PR #5261, opened 2026-08-20
feat(DateInput): the platform's own date picker on touch, with `nativePicker`

imdreamrunner:
## What

A touch device gets the platform's own date picker — the iOS wheel, the Android calendar dialog — drawn by the OS, with its hit areas, momentum scrolling, locale and accessibility settings. `nativePicker` chooses the surface:

| Value | Behaviour |
| --- | --- |
| `'touch'` (default) | the OS picker on a coarse pointer, the calendar popover on a mouse |
| `'always'` | the OS picker wherever the browser supports `<input type="date">` |
| `'never'` | Astryx's own everywhere — #5243's bottom-sheet picker on a finger, the calendar popover on a mouse |

```tsx
// Astryx's own touch picker instead of the platform's
<DateInput label="Event date" value={date} onChange={setDate} nativePicker="never" />
```

Reach for `'never'` on a field that needs what a native picker cannot express: `weekStartsOn`, `numberOfMonths`, or `dateConstraints`.

Not breaking: `DateInputProps` gains an optional prop and nothing is removed. A field that wants the bottom-sheet picker asks for it.

## `format` and `placeholder` still apply

DateInput paints the closed field's text itself rather than letting the engine do it, so a date reads the same on a phone as on a desktop. The control's own text is made transparent and ours is drawn over it, pointer-transparent so the tap still raises the picker. The value the control holds stays ISO — all it accepts, and what the picker reads and writes.

## Four things measured on a real iPhone

None of these reproduce in a desktop browser, and each is pinned by a test that fails without its fix.

- **The element is uncontrolled, and React never rewrites it after mount.** While the iOS picker sheet is open, *any* programmatic write to the field detaches the sheet from it: the wheel keeps moving its own highlight, but nothing reaches the input and no event fires, so a pick appears to do nothing. External changes go in through an effect that only writes while the field is unfocused.
- **Edits come back through native listeners.** React's synthetic change does not reliably observe this control — measured: a native `input` event carried the new date while React's `onChange` never ran, so React re-rendered and wrote its stale value straight back.
- **The control is pinned to one line box** (`1lh`, with a `calc()` fallback) with `appearance: none`. Its intrinsic height comes from its inner edit fields rather than `line-height`, so it otherwise renders ~2px taller than the text field and its value sits off the shared baseline.
- **The text overlay is a block box with both inline insets.** `text-overflow` only applies to a block container, so on a flex one a long date hard-clips mid-glyph instead of ellipsising; without the end inset the overlay is shrink-to-fit and paints ~24px over the clear button.

## `min` / `max`

Forwarded to the control, but a native picker may not *show* them: on iOS they are constraint-validation flags rather than clamps, so the sheet lets the user land on an out-of-range date. It is refused on commit and announced to assistive technology, and the refusal clears when the picker closes and the field reverts. Verified on a device — no bad data escapes, but the picker will not grey those dates out. A field where that matters should use `'never'`.

## Test plan

- New `NativeDateField.test.tsx` — 30 tests: surface selection for all three values, the ISO round-trip, the synthetic-change bypass, the no-write-while-focused invariant, `min`/`max` forwarding and refusal, `dateConstraints`, the format overlay (named formats, function format, provider locale, live during the picker), the placeholder, the paint-level rules, `showPicker` including an engine that throws, clear, disabled, labelling and ref forwarding.
- `DateInputTouch.test.tsx` passes `nativePicker="never"` — that suite is about Astryx's own touch surface, which is now opt-out — plus one new test asserting the default. 135 pass.
- `DateInput.test.tsx` (the pointer surface) passes untouched: 95.
- `pnpm lint:strict` 0 errors, `pnpm build` clean, and the full UI suite green at **7996**.

## Rebuilt against #5243

This PR originally handed the OS picker to a single branching `DateInput`. #5243 has since landed the surface split — `DateInput.tsx` choosing between `PointerDateField` and `TouchDateField` — so the change was rebuilt as a third surface, `NativeDateField`, rather than rebased: the file it modified no longer has that shape.

The earlier commit is preserved at the tag `archive/5261-pre-rebuild` (`d4d2cf3553`) if any of it is wanted back. The research behind the approach is in P2470053021.

The review comment above predates the rebuild. Two of its three points are resolved by it — the change no longer grows `DateInput.tsx`, and it now lives in its own file — and the third, the `min`/`max` expectation gap, is documented in the prop and called out below.

### DIFF
--- a/.changeset/date-input-native-picker-option.md
+++ b/.changeset/date-input-native-picker-option.md
@@ -1,0 +1,27 @@
+---
+'@astryxdesign/core': patch
+---
+
+[feat] DateInput: the platform's own date picker on touch, with
+`nativePicker` to choose otherwise
+
+A touch device now gets the browser/OS picker — the iOS wheel, the Android
+calendar dialog — drawn by the platform, with its own hit areas, momentum
+scrolling, locale and accessibility settings. `nativePicker` picks the
+surface: `'touch'` (the default) uses it on a coarse pointer, `'always'`
+wherever the browser supports `<input type="date">`, and `'never'` keeps
+Astryx's own pickers everywhere — the bottom-sheet picker on a finger, the
+calendar popover on a mouse.
+
+Reach for `'never'` on a field that needs what a native picker cannot
+express: `weekStartsOn`, `numberOfMonths`, or `dateConstraints`.
+
+`format` and `placeholder` still apply in native mode — DateInput paints the
+closed field's text itself, over the control, so a date reads the same on a
+phone as on a desktop. `min` and `max` are forwarded, but a native picker may
+not *show* them: on iOS they are constraint-validation flags rather than
+clamps, so an out-of-range date can be selected, and it is refused on commit
+and announced rather than greyed out in the picker. Mouse-driven devices are
+unaffected.
+
+@imdreamrunner
--- a/packages/cli/assets/templates/blocks/components/DateInput/DateInputClearable.tsx
+++ b/packages/cli/assets/templates/blocks/components/DateInput/DateInputClearable.tsx
@@ -16,7 +16,11 @@ export default function DateInputClearable() {
   );
 
   return (
-    <Stack direction="vertical" gap={4} width="100%" style={{maxWidth: 400}}>
+    <Stack
+      direction="vertical"
+      gap={4}
+      width="100%"
+      style={{minWidth: 240, maxWidth: 400}}>
       <Text type="supporting" color="secondary">
         {value ? `Selected: ${value}` : 'No date selected'}
       </Text>
--- a/packages/cli/assets/templates/blocks/components/DateInput/DateInputDateRange.tsx
+++ b/packages/cli/assets/templates/blocks/components/DateInput/DateInputDateRange.tsx
@@ -27,7 +27,11 @@ export default function DateInputDateRange() {
   const [value, setValue] = useState<DateString | undefined>(undefined);
 
   return (
-    <Stack direction="vertical" gap={4} width="100%" style={{maxWidth: 400}}>
+    <Stack
+      direction="vertical"
+      gap={4}
+      width="100%"
+      style={{minWidth: 240, maxWidth: 400}}>
       <Text type="supporting" color="secondary">
         {value ? `Booked: ${value}` : 'Pick a date in the available range'}
       </Text>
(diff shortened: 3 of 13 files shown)


imdreamrunner:
> [!NOTE]
> **AI-generated review.** Written by an agent (agentcloud) at @imdreamrunner's
> request, on the same branch it authored. Not an approval — a human still needs
> to review and sign off.

**Overall: I would approve this, with one structural question I would like answered before it lands, and two smaller notes.**

The empirical work behind it is the strongest part — the iOS behaviors here (the picker detaching from the field on a programmatic write, React's synthetic `onChange` not firing for the picker's edits, `text-overflow` being inert on a flex box) are all things you cannot reason your way to, and each one is pinned by a test that fails without its fix. The `useNativeDatePicker` split is clean, and the desktop path is genuinely untouched.

## The question: is `DateInput.tsx` still the right home?

This adds ~340 lines of code and 139 lines of comment to a file that is now **1259 lines with 20 hooks**. The native path carries three pieces of state (`rejectedNativeValue`, `isNativeFocused`, `hasTypedSinceFocus`), two refs (`lastNativeCommitRef`, `initialNativeValueRef`), and three effects, all of which are inert on desktop — and the JSX branch is now two full `<input>` renderings side by side, ~120 lines apart, which is where I would expect the next drift bug to come from.

I do not think this blocks merging, and I would rather not ask for a refactor that risks behavior verified on a real device. But I would like it on the record: is the intended end state a `NativeDateField` subcomponent, with `DateInput` choosing between it and the text field? If yes, a follow-up issue is enough.

## Two smaller notes

**`initialNativeValueRef` never resets.** If `isNative` goes false → true → false → true (a convertible detaching its keyboard twice), the remounted control gets a stale `defaultValue`. The sync effect corrects it on the same commit, so it is self-healing and I am not asking for a change — but a one-line comment saying so would stop the next reader re-deriving it.

**The `min`/`max` gap deserves a doc line.** iOS's picker does not visually enforce them and lets you select out of range; the component refuses the value on commit, which is right. But a consumer reading `min`/`max` will reasonably expect the picker to grey those dates out. One sentence in the `nativePicker` prop doc would set the expectation.

## What I checked

- SSR renders the text field with no value attribute — no hydration mismatch
- The provider-locale change from #5120 composes correctly with the overlay (de-DE renders "21. März 2026", the input's own value stays ISO)
- Rapid successive picks each fire `onChange`; the dedupe ref swallows nothing
- `isLoading` disables the native control and sets `aria-busy`

## Accepted tradeoffs, flagged for the record

- The default behavior changes on touch for every existing consumer
- The 180px floor truncates `date_long` in shrink-to-fit containers
- Screen readers announce the OS date format rather than `format`'s, since the text overlay is `aria-hidden`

● ● ● ● ●

[WHAT IS REQUIRED] When the line with "Forwarded to the" is reached in the data above, begin copying, and stop after the line with "## Test plan"; copy each line exactly, both ends included.

[RESPONSE FOR THIS EXERCISE]
Forwarded to the control, but a native picker may not *show* them: on iOS they are constraint-validation flags rather than clamps, so the sheet lets the user land on an out-of-range date. It is refused on commit and announced to assistive technology, and the refusal clears when the picker closes and the field reverts. Verified on a device — no bad data escapes, but the picker will not grey those dates out. A field where that matters should use `'never'`.

## Test plan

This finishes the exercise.